John read about as well as a beginning second grader. I was shocked. I asked him how many people knew about his reading problem. Just three, he said -- an army sergeant, John's wife, and his daughter. He hadn't seen the sergeant in 30 years. His wife had died just recently. Once a week, he drove thirty miles to his daughter's house so she could go through his mail and pay his bills. That was partly the reason he had contacted the local literacy project -- it was one thing to lean on his wife, he felt, something else to depend on his grown and married child. Then, the automobile factory closed. John couldn't read a job application.

At first I couldn't believe that a reading problem that severe could go unnoticed for so long. But the functional illiterate quickly learns how not to be noticed. He doesn't have his glasses, could you read this to him? And that phenomenal memory -- he never wrote anything down because he couldn't. He had to remember.

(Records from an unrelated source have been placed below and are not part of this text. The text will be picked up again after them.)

PR #131, opened 2018-11-06
Proper checksum calculation in FromDump with FORCE_LEN

gkatsikas:
This patch deals with FromDump when FORCE_LEN configuration
is active. In this case the checksum of each packet is entirely
recomputed to cover cases, such as anonymized traces.
The issue manifested itself when attempted to replay the new
anomymized KTH traces.

### DIFF
--- a/elements/userlevel/fromdump.cc
+++ b/elements/userlevel/fromdump.cc
@@ -519,15 +519,11 @@ FromDump::read_packet(ErrorHandler *errh)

With John, I experienced one of the most intense pleasures a librarian can know. Once a week, I helped unlock the mind- boggling treasure that is a library. I gave him books, and they were welcomed as a starving man might welcome food. His joy in learning was keen and ravenous. He devoured suspense stories, newspapers, magazines, classics, even romances -- with mounting ease and excitement.

I learned all over again what a precious, even magical thing a book is. And I learned how easy it is to teach motivated adults. They have a lifetime of experience to draw from, and a need-to-know few children can match.

Mark Twain said "There is no difference between a man who cannot read good books, and a man who will not."

Why read? Ask John.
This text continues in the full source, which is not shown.